# Exercise goal
Print out every record exactly as it appears.

Dataset records:
....

Issue #287, opened 2019-04-30
Return error if snapshot doesn't exist


bertinatto:
/kind bug

**What happened?**

It seems like we're not returning a `status.NotFound` error when `CreateVolume` is given a non-existent snapshot ID.

https://github.com/kubernetes-csi/csi-test/blob/e1f2421c7f0a0cc7f9942fea1192392f253891db/pkg/sanity/controller.go#L738

CC @tsmetana @leakingtapan

bertinatto:
My guess is that AWS will return an `InvalidSnapshot.NotFound` error. In that case, we just have to  return an `cloud.ErrNotFound` in `CreateDisk`; and in `CreateVolume` return an `status.NotFound`.

tsmetana:
The strange thing is that the tesuite complains about controller returning `nil` not a wrong error. I'll take a look at this.

bertinatto:
> The strange thing is that the test suite complains about controller returning nil not a wrong error. I'll take a look at this.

....

# Solution for this problem
Issue #287, opened 2019-04-30
Return error if snapshot doesn't exist


bertinatto:
/kind bug

**What happened?**

It seems like we're not returning a `status.NotFound` error when `CreateVolume` is given a non-existent snapshot ID.

https://github.com/kubernetes-csi/csi-test/blob/e1f2421c7f0a0cc7f9942fea1192392f253891db/pkg/sanity/controller.go#L738

CC @tsmetana @leakingtapan

bertinatto:
My guess is that AWS will return an `InvalidSnapshot.NotFound` error. In that case, we just have to  return an `cloud.ErrNotFound` in `CreateDisk`; and in `CreateVolume` return an `status.NotFound`.

tsmetana:
The strange thing is that the tesuite complains about controller returning `nil` not a wrong error. I'll take a look at this.

bertinatto:
> The strange thing is that the test suite complains about controller returning nil not a wrong error. I'll take a look at this.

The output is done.